# How to train for the (USA) ring



## jesusica (Jan 13, 2006)

There is a USA show in December I am hoping to have Flash in. He is just over 2 and has had zero ring training unless it counts when we go on our (exercise) runs and I gait him because I like to watch his movement. Lately I have been putting "hup" to it when we do this. We have not started the stand out of motion so I can't use it to my advantage as has been suggested to me. I don't know of any ring classes around us. 

Today we began the adventure that is teaching him to stack. I think it was painfully obvious that first I must teach him to simply stand and not sit or down or bark or any other thing he knows to do in an attempt to figure out how to get the goods (food). Sound about right?

What would be the next step after he realizes standing is what I want? Holding front feet in position? Then move on to the back feet? All the while practicing nut and teeth checking when I have volunteers for it? This is what seems logical to me but it is no secret I have next to zero ring experience. I've been to one show ever and I was the double handler for a dog I had never met before then...that is the extent of my ring knowledge.


----------



## WiscTiger (Sep 25, 2002)

Do you have any clubs near you. 

When I tried (twice) to show Raya, I hired a handler and I worked with the handler a few different days 1 week and 2 weeks leading up to the shows so I understood the doubling thing, ie when to call, when to not be seen, when to been see but don't say anthing or move that would encourage the dog to come to you the owner.

Val


----------



## jesusica (Jan 13, 2006)

Clubs with truly ring savvy members that regularly show up to train?

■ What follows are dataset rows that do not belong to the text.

Issue #7628, opened 2025-07-10
[Improvement] Remove Trino version check


hqbhoho:
### What would you like to be improved?

Now `CatalogRegister#checkTrinoSpiVersion` will throw exception if Trino version not from 435 to 439. This may restrict access for users of other versions, but some features may still function normally in incompatible versions.​

### How should we improve?

A warn log instead of  throw exception.

PR #7629, opened 2025-07-10
[#7628] refactor(trino-connector): Remove Trino version check

hqbhoho:

A warn log instead of throw exception.

Now `CatalogRegister#checkTrinoSpiVersion` will throw exception if Trino version not from 435 to 439. This may restrict access for users of other versions, but some features may still function normally in incompatible versions.​

Fix: #7628 

no

no


trino-connector/trino-connector/src/main/java/org/apache/gravitino/trino/connector/catalog/CatalogRegister.java
```diff
@@ -65,11 +65,9 @@ private void checkTrinoSpiVersion(ConnectorContext context) {
 
     int version = Integer.parseInt(context.getSpiVersion());
     if (version < MIN_SUPPORT_TRINO_SPI_VERSION || version > MAX_SUPPORT_TRINO_SPI_VERSION) {
-      String errmsg =
-          String.format(
-              "Unsupported Trino-%s version. The Supported version for the Gravitino-Trino-connector from Trino-%d to Trino-%d",
-              trinoVersion, MIN_SUPPORT_TRINO_SPI_VERSION, MAX_SUPPORT_TRINO_SPI_VERSION);
-      throw new TrinoException(GravitinoErrorCode.GRAVITINO_UNSUPPORTED_TRINO_VERSION, errmsg);
+      LOG.warn(
+          "Incompatible Trino-%s version. The Compatible version for the Gravitino-Trino-connector from Trino-%d to Trino-%d",
```
yuqi1129: The message can be 'The version %s has not been fully tested with Gravitino, there may be compatiablity problem....'

hqbhoho: done

yuqi1129:
It's fine with me, @diqiu50 , please also take a look.

diqiu50:
I think it would be better to make this configurable.

hqbhoho:
> I think it would be better to make this configurable.

Yeah, Maybe it can  add `gravitino.trino.skip-version-validation` to skip check. So user will know there may be compatiablity problem if enable.

hqbhoho:
@diqiu50 @yuqi1129 PTAL when you have a time. Thanks!

docs/trino-connector/configuration.md
```diff
@@ -13,3 +13,4 @@ license: "This software is licensed under the Apache License version 2."
...
 | gravitino.metadata.refresh-interval-seconds | integer | 10                    | The `gravitino.metadata.refresh-interval-seconds` defines the interval in seconds to refresh metadata from Gravitino server, the default value is 10 seconds.                                                                                                                                                       | No       | 0.9.0         |
+| gravitino.trino.skip-version-validation     | boolean | false                 | The `gravitino.trino.skip-version-validation` defines whether skip Trino version validation or not. Note other versions of Trino have not undergone thorough testing with Gravitino, so there may be compatiablity problem if true.                                                                                 | No       | 1.0.0         |
```
yuqi1129: "Note that Gravitino only supports Trino 425 to 439 and other versions of Trino..."

trino-connector/trino-connector/src/main/java/org/apache/gravitino/trino/connector/catalog/CatalogRegister.java
```diff
@@ -64,12 +64,20 @@ private void checkTrinoSpiVersion(ConnectorContext context) {
...
+    if (!skipTrinoVersionValidation) {
+      if (version < MIN_SUPPORT_TRINO_SPI_VERSION || version > MAX_SUPPORT_TRINO_SPI_VERSION) {
+        String errmsg =
+            String.format(
+                "Unsupported Trino-%s version. The Supported version for the Gravitino-Trino-connector from Trino-%d to Trino-%d",
+                trinoVersion, MIN_SUPPORT_TRINO_SPI_VERSION, MAX_SUPPORT_TRINO_SPI_VERSION);
+        throw new TrinoException(GravitinoErrorCode.GRAVITINO_UNSUPPORTED_TRINO_VERSION, errmsg);
+      }
+    } else {
+      LOG.warn(
```
yuqi1129: The message is incorrect. How do you know the version is not between 435 and 439 here?

docs/trino-connector/configuration.md
hqbhoho: done

trino-connector/trino-connector/src/main/java/org/apache/gravitino/trino/connector/catalog/CatalogRegister.java
hqbhoho: > The message is incorrect. How do you know the version is not between 435 and 439 here?

The version depends on Trino runtime environment.  `this.trinoVersion = context.getSpiVersion()` wiil return current  Trino version which is running.

yuqi1129: So, when `skipTrinoVersionValidation` is true and the current version is between `435` and `439`, will you still output the warning message 'The version 435 has not undergone thorough testing with Gravitino'?

hqbhoho: > So, when `skipTrinoVersionValidation` is true and the current version is between `435` and `439`, will you still output the warning message 'The version 435 has not undergone thorough testing with Gravitino'?

Oh, I see, you are right!

hqbhoho: done

yuqi1129:
LGTM, @diqiu50 , would you like to take a look?

hqbhoho:
@yuqi1129 @diqiu50 Could you merge it if no issues? Thanks!

trino-connector/trino-connector/src/test/java/org/apache/gravitino/trino/connector/TestGravitinoConnector.java
```diff
@@ -66,6 +66,7 @@ protected QueryRunner createQueryRunner() throws Exception {
       properties.put(
           "catalog.config-dir", queryRunner.getCoordinator().getBaseDataDir().toString());
       properties.put("discovery.uri", queryRunner.getCoordinator().getBaseUrl().toString());
+      properties.put("gravitino.trino.skip-version-validation", "true");
```
diqiu50: Why do we add this line？

diqiu50:
LGTM ，except for the above problem.

trino-connector/trino-connector/src/test/java/org/apache/gravitino/trino/connector/TestGravitinoConnector.java
hqbhoho: No real use. I have remove it.

Issue #7640, opened 2025-07-10
[Improvement] Missing validate in build method in SparkJobTemplate.java


justinmclean:
### What would you like to be improved?

In api/src/main/java/org/apache/gravitino/job/SparkJobTemplate.java add a validation call before constructing the SparkJobTemplate in the build method so that builder parameters are checked.

### How should we improve?

see above

PR #7657, opened 2025-07-10
[#7640] add missing validate call to build method in SparkJobTemplate

yunchipang:

Add a call of the existing `validation` method before object construction in `build`.

`validate` method exists with proper validation logic but is never called during object construction.
Fix: #7640

No.

Existing tests.


justinmclean (approved):
Thanks for fixing this

Issue #7638, opened 2025-07-10
[Improvement] Correct URL encode path in alterModelVersion in GenericModelCatalog.java


justinmclean:
### What would you like to be improved?

In alterModelVersion in clients/client-java/src/main/java/org/apache/gravitino/client/GenericModelCatalog.java the path needs to be URL encoded
```
    ModelVersionResponse resp =
        restClient.put(
            formatModelVersionRequestPath(modelFullIdent) + "/aliases/" + alias,
            req,
            ModelVersionResponse.class,
            Collections.emptyMap(),
            ErrorHandlers.modelErrorHandler());
```

### How should we improve?

alias needs to be URL encoded

su8y:
Hi👋, can i take this issue ? Thanks

PR #7662, opened 2025-07-11
[#7638] improvement(client-java): Correct URL encode path in alterModelVersion in GenericModelCatalog.java

su8y:

Added Missing `RESTUtils.encodeString()` surrounds alias

Fix: #7638

None

Execute existing `cleints:client-java` module test


jerryshao:
Please check all the related codes that may miss encoding for alias in the code, and also not only the java client, but also the python client.

jerryshao:
Besides, when you fix something, it is better to add a UT to cover the fix.

justinmclean (dismissed):
Thanks for fixing this

jerryshao (changes requested):
Before merging this, please check all the related codes to see if there is no similar issue. Besides, you need to add the UT to cover the fix.

justinmclean:
The other code (e.g getModelVersion/deleteModelVersion) already uses RESTUtils encodeString, it was just missing it in this code.

justinmclean:
The Python code also encodes the alias, so there is nothing to be done there.

su8y:
> Before merging this, please check all the related codes to see if there is no similar issue. Besides, you need to add the UT to cover the fix.

Thanks for your time @jerryshao. Sorry, I hadn't considered the Python client as it was outside the initial scope of the issue.

I also realized that while unit tests exist for the code I've worked on, there aren't any specifically for encoding. I'll correct this and upload the changes soon.

@justinmclean I've observed that, in addition to `alterModelVersion()`, other methods within `GenericModelCatalog.java` also lack UT verifying proper `RESTUtils.encodString()`. Should these areas be addressed concurrently?

jerryshao:
Yeah, it is better if you can also add UTs to cover other interfaces.

su8y:
@jerryshao May I ask a question?, I've got unit tests written for the current issue, but I hit some significant code duplication with the existing update model tests. I've worked around it for now by changing the target string used in the test, but I'm wondering if there's a better, more idiomatic way to handle this in our codebase. Any thoughts on that? 🤔

Also, as I was digging in, I noticed quite a few methods using `RESTUtils.encodeString()` don't have dedicated encoding tests, not just in `GenericModelCatalog.java` but elsewhere too. For this PR, should I go ahead and add comprehensive encoding tests for all of those methods, or would it be better to just include the test directly relevant to this issue and then open a separate issue for broader encoding test coverage?

Thanks!!

justinmclean:
Duplicate code in unit tests is usually is not a big issue - see WET vs DRY.

su8y:
> Duplicate code in unit tests is usually is not a big issue - see WET vs DRY.

Got it, thanks for the insight! 🙏

jerryshao:
> @jerryshao May I ask a question?, I've got unit tests written for the current issue, but I hit some significant code duplication with the existing update model tests. I've worked around it for now by changing the target string used in the test, but I'm wondering if there's a better, more idiomatic way to handle this in our codebase. Any thoughts on that? 🤔
> 
> Also, as I was digging in, I noticed quite a few methods using `RESTUtils.encodeString()` don't have dedicated encoding tests, not just in `GenericModelCatalog.java` but elsewhere too. For this PR, should I go ahead and add comprehensive encoding tests for all of those methods, or would it be better to just include the test directly relevant to this issue and then open a separate issue for broader encoding test coverage?
> 
> Thanks!!

I think you can only focus on the model-related interfaces, no need to cover all the other code.

su8y:
I applied `@ParameterizedTest` to the UT to better verify the expected encoded values.
Please let me know if further modifications are needed. Thanks

justinmclean (approved):
Thanks for fixing and adding all of those tests

justinmclean (approved):

justinmclean:
@jerryshao can you approve your requested change

jerryshao:
Hi @su8y can you please confirm do we have similar issue in Python client counterpart?

justinmclean:
There are no similar  issues in the Pythion code that I can see, for example:
```
      resp = self.rest_client.get(
            f"{self._format_model_version_request_path(model_full_ident)}/aliases/"
            f"{encode_string(alias)}",
            error_handler=MODEL_ERROR_HANDLER,
        )
```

Closest person I know of is at least a couple hours away and sorry I would rather save that amount of time and money for schh. Time is especially valuable to me and it's already going to be difficult to add ring training into our normal training schedule. Proper form for function is absolutely important to me but the ring is not where he will spend his career. Just being honest. At the same time I don't want to show up with a dog that has not had an ounce of preparation. I can and will "show" him at schh club so he's used to running and stacking with other dogs but my dummy dogs at club will be just that, dummy dogs that don't know what the ring is.


----------



## jesusica (Jan 13, 2006)

One other thing, not exactly looking for a V rating here.







Probably SG and I would be perfectly happy with that rating.


----------



## Liesje (Mar 4, 2007)

Honestly, the ring training I have done for the WDA/USA rings hasn't really helped. Didn't hurt any, but the show atmosphere is totally different than what you can create. My training with Nikon has helped us leaps and bounds in the UKC ring, but that's because the judges want to see patterns, I have to stack and handle my own dog, things move much more quickly, etc. 

I think the main things would be making sure he's OK showing the bite (usually the dog sits with the handler straddling him and opening the mouth...the owner can step in if the dog is unruly), having tattoo and testicles checked.

If you can't get with your handler to do some good ring training beforehand, I would get him in the ring before the show, or before his class and give it a lap or two. You'll need to know how to double the dog. This is more important than anything you can practice at home, and is something that is mostly developed in the ring, during a show (I've practiced doubling, even with my regular handler, at our club and various places but it still is just not the same as doing it at a show). Some people run right alongside their dog the entire time. Nikon goes absolutely nutso so I have a very very easy time - I simply hide in the corner blind and if he starts to look bored or his ears relax too much, I say his name once. If he sees me, he starts digging and clawing into the ground and that is NOT pretty! It's not frowned upon to quick pop in the ring and do a practice lap as long as you're not holding anything up. 

Several good people have told me that if you're not sure what to do, or you don't have your handler to work with, it's not really worth practicing because at best, it won't help you any.

Stacking is really different in the WDA/USA rings than what you would see people practicing for UKC/AKC. Because you will double handle, the dog will naturally be "up" and alert, pushing forward. Nikon posts a lot when I stack him, but doesn't really have this problem during shows because there is so much going on he leans forward better, isn't slouching and posting.

A good handler should be able to stack any dog, regardless of their type or experience. There are ways to hold the collar, the dog's "handle" on their neck/jaw, etc that the handler will know.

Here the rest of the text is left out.